***** Task material *****
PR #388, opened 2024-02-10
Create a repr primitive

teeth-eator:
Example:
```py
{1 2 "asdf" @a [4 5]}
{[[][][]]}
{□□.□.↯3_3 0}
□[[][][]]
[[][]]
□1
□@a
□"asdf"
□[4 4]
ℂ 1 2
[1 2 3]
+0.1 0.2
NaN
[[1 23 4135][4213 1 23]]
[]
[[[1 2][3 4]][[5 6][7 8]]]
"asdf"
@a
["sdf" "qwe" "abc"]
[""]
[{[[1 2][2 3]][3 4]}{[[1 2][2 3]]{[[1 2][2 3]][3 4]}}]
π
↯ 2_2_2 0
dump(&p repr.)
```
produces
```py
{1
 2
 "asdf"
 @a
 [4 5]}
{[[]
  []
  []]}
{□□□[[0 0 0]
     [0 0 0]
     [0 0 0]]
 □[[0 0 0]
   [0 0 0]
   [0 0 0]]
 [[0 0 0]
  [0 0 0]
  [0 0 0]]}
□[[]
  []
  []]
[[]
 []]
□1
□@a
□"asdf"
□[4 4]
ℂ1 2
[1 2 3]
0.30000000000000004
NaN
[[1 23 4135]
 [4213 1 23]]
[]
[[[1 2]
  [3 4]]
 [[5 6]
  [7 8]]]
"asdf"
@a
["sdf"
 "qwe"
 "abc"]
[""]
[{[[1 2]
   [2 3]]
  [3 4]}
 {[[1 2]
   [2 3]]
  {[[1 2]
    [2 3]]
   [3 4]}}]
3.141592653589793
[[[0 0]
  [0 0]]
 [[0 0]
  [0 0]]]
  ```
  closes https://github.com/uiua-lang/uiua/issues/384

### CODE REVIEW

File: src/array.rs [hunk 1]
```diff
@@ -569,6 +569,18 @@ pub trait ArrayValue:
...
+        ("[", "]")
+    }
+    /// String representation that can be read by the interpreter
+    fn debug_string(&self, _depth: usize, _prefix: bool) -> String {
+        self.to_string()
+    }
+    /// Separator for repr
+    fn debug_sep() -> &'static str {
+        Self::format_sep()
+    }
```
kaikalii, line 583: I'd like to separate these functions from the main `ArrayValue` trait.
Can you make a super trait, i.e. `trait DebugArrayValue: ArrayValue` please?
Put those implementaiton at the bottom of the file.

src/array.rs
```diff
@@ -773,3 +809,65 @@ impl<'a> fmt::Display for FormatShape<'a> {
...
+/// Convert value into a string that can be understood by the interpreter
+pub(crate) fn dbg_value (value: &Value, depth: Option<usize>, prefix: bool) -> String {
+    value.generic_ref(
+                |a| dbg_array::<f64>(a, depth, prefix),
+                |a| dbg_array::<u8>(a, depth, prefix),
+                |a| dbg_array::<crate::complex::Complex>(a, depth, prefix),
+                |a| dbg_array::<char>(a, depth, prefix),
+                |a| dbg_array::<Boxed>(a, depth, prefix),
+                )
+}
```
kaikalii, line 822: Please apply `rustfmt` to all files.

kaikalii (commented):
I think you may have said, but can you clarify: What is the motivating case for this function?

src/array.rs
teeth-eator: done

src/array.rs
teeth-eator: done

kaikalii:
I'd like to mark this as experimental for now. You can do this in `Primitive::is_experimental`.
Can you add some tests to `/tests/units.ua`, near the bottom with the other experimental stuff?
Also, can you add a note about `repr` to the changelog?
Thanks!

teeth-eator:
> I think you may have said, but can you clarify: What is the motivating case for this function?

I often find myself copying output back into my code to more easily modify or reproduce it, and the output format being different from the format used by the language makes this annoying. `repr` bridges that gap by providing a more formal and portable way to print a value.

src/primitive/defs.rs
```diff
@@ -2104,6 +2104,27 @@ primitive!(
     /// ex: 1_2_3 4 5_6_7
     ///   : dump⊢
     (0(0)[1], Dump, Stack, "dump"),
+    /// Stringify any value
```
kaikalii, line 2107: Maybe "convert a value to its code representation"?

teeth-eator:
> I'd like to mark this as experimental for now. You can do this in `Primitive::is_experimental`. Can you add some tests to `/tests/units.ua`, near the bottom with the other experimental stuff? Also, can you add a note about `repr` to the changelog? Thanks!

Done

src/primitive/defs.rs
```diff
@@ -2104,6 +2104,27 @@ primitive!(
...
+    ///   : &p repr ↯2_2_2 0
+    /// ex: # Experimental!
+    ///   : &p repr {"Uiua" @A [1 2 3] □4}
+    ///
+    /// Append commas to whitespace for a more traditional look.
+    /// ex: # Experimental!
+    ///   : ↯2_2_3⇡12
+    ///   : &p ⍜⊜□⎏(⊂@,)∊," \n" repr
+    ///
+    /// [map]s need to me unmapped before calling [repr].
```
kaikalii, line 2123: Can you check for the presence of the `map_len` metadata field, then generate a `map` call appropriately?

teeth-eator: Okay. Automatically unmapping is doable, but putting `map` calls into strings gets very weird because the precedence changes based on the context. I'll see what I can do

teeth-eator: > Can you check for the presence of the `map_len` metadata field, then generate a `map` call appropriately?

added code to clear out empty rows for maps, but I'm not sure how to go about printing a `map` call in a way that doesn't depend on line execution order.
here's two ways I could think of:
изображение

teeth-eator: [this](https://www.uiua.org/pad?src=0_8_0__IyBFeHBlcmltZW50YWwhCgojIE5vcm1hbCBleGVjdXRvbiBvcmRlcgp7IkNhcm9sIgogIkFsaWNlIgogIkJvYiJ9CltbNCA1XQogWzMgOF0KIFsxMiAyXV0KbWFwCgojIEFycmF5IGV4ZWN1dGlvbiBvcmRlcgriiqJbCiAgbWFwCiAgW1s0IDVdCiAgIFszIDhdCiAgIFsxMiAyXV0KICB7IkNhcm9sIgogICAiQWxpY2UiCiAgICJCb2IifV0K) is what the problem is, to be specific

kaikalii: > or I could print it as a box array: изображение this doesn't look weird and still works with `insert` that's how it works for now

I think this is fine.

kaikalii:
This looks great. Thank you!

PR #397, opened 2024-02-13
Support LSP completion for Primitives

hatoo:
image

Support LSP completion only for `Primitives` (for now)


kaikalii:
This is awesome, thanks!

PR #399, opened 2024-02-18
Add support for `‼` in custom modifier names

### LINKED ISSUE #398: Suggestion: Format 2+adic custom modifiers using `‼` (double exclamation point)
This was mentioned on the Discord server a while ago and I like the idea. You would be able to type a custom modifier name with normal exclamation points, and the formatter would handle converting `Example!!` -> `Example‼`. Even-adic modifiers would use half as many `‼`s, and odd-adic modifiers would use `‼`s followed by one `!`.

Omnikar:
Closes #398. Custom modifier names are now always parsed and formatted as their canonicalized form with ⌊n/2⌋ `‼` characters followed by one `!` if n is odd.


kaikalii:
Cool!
*****
## Directions
Could you return the complete set of entries exactly?

## Answer to this problem
PR #388, opened 2024-02-10
Create a repr primitive

teeth-eator:
Example:
```py
{1 2 "asdf" @a [4 5]}
{[[][][]]}
{□□.□.↯3_3 0}
□[[][][]]
[[][]]
□1
□@a
□"asdf"
□[4 4]
ℂ 1 2
[1 2 3]
+0.1 0.2
NaN
[[1 23 4135][4213 1 23]]
[]
[[[1 2][3 4]][[5 6][7 8]]]
"asdf"
@a
["sdf" "qwe" "abc"]
[""]
[{[[1 2][2 3]][3 4]}{[[1 2][2 3]]{[[1 2][2 3]][3 4]}}]
π
↯ 2_2_2 0
dump(&p repr.)
```
produces
```py
{1
 2
 "asdf"
 @a
 [4 5]}
{[[]
  []
  []]}
{□□□[[0 0 0]
     [0 0 0]
     [0 0 0]]
 □[[0 0 0]
   [0 0 0]
   [0 0 0]]
 [[0 0 0]
  [0 0 0]
  [0 0 0]]}
□[[]
  []
  []]
[[]
 []]
□1
□@a
□"asdf"
□[4 4]
ℂ1 2
[1 2 3]
0.30000000000000004
NaN
[[1 23 4135]
 [4213 1 23]]
[]
[[[1 2]
  [3 4]]
 [[5 6]
  [7 8]]]
"asdf"
@a
["sdf"
 "qwe"
 "abc"]
[""]
[{[[1 2]
   [2 3]]
  [3 4]}
 {[[1 2]
   [2 3]]
  {[[1 2]
    [2 3]]
   [3 4]}}]
3.141592653589793
[[[0 0]
  [0 0]]
 [[0 0]
  [0 0]]]
  ```
  closes https://github.com/uiua-lang/uiua/issues/384

### CODE REVIEW

File: src/array.rs [hunk 1]
```diff
@@ -569,6 +569,18 @@ pub trait ArrayValue:
...
+        ("[", "]")
+    }
+    /// String representation that can be read by the interpreter
+    fn debug_string(&self, _depth: usize, _prefix: bool) -> String {
+        self.to_string()
+    }
+    /// Separator for repr
+    fn debug_sep() -> &'static str {
+        Self::format_sep()
+    }
```
kaikalii, line 583: I'd like to separate these functions from the main `ArrayValue` trait.
Can you make a super trait, i.e. `trait DebugArrayValue: ArrayValue` please?
Put those implementaiton at the bottom of the file.

src/array.rs
```diff
@@ -773,3 +809,65 @@ impl<'a> fmt::Display for FormatShape<'a> {
...
+/// Convert value into a string that can be understood by the interpreter
+pub(crate) fn dbg_value (value: &Value, depth: Option<usize>, prefix: bool) -> String {
+    value.generic_ref(
+                |a| dbg_array::<f64>(a, depth, prefix),
+                |a| dbg_array::<u8>(a, depth, prefix),
+                |a| dbg_array::<crate::complex::Complex>(a, depth, prefix),
+                |a| dbg_array::<char>(a, depth, prefix),
+                |a| dbg_array::<Boxed>(a, depth, prefix),
+                )
+}
```
kaikalii, line 822: Please apply `rustfmt` to all files.

kaikalii (commented):
I think you may have said, but can you clarify: What is the motivating case for this function?

src/array.rs
teeth-eator: done

src/array.rs
teeth-eator: done

kaikalii:
I'd like to mark this as experimental for now. You can do this in `Primitive::is_experimental`.
Can you add some tests to `/tests/units.ua`, near the bottom with the other experimental stuff?
Also, can you add a note about `repr` to the changelog?
Thanks!

teeth-eator:
> I think you may have said, but can you clarify: What is the motivating case for this function?

I often find myself copying output back into my code to more easily modify or reproduce it, and the output format being different from the format used by the language makes this annoying. `repr` bridges that gap by providing a more formal and portable way to print a value.

src/primitive/defs.rs
```diff
@@ -2104,6 +2104,27 @@ primitive!(
     /// ex: 1_2_3 4 5_6_7
     ///   : dump⊢
     (0(0)[1], Dump, Stack, "dump"),
+    /// Stringify any value
```
kaikalii, line 2107: Maybe "convert a value to its code representation"?

teeth-eator:
> I'd like to mark this as experimental for now. You can do this in `Primitive::is_experimental`. Can you add some tests to `/tests/units.ua`, near the bottom with the other experimental stuff? Also, can you add a note about `repr` to the changelog? Thanks!

Done

src/primitive/defs.rs
```diff
@@ -2104,6 +2104,27 @@ primitive!(
...
+    ///   : &p repr ↯2_2_2 0
+    /// ex: # Experimental!
+    ///   : &p repr {"Uiua" @A [1 2 3] □4}
+    ///
+    /// Append commas to whitespace for a more traditional look.
+    /// ex: # Experimental!
+    ///   : ↯2_2_3⇡12
+    ///   : &p ⍜⊜□⎏(⊂@,)∊," \n" repr
+    ///
+    /// [map]s need to me unmapped before calling [repr].
```
kaikalii, line 2123: Can you check for the presence of the `map_len` metadata field, then generate a `map` call appropriately?

teeth-eator: Okay. Automatically unmapping is doable, but putting `map` calls into strings gets very weird because the precedence changes based on the context. I'll see what I can do

teeth-eator: > Can you check for the presence of the `map_len` metadata field, then generate a `map` call appropriately?

added code to clear out empty rows for maps, but I'm not sure how to go about printing a `map` call in a way that doesn't depend on line execution order.
here's two ways I could think of:
изображение

teeth-eator: [this](https://www.uiua.org/pad?src=0_8_0__IyBFeHBlcmltZW50YWwhCgojIE5vcm1hbCBleGVjdXRvbiBvcmRlcgp7IkNhcm9sIgogIkFsaWNlIgogIkJvYiJ9CltbNCA1XQogWzMgOF0KIFsxMiAyXV0KbWFwCgojIEFycmF5IGV4ZWN1dGlvbiBvcmRlcgriiqJbCiAgbWFwCiAgW1s0IDVdCiAgIFszIDhdCiAgIFsxMiAyXV0KICB7IkNhcm9sIgogICAiQWxpY2UiCiAgICJCb2IifV0K) is what the problem is, to be specific

kaikalii: > or I could print it as a box array: изображение this doesn't look weird and still works with `insert` that's how it works for now

I think this is fine.

kaikalii:
This looks great. Thank you!

PR #397, opened 2024-02-13
Support LSP completion for Primitives

hatoo:
image

Support LSP completion only for `Primitives` (for now)


kaikalii:
This is awesome, thanks!

PR #399, opened 2024-02-18
Add support for `‼` in custom modifier names

### LINKED ISSUE #398: Suggestion: Format 2+adic custom modifiers using `‼` (double exclamation point)
This was mentioned on the Discord server a while ago and I like the idea. You would be able to type a custom modifier name with normal exclamation points, and the formatter would handle converting `Example!!` -> `Example‼`. Even-adic modifiers would use half as many `‼`s, and odd-adic modifiers would use `‼`s followed by one `!`.

Omnikar:
Closes #398. Custom modifier names are now always parsed and formatted as their canonicalized form with ⌊n/2⌋ `‼` characters followed by one `!` if n is odd.


kaikalii:
Cool!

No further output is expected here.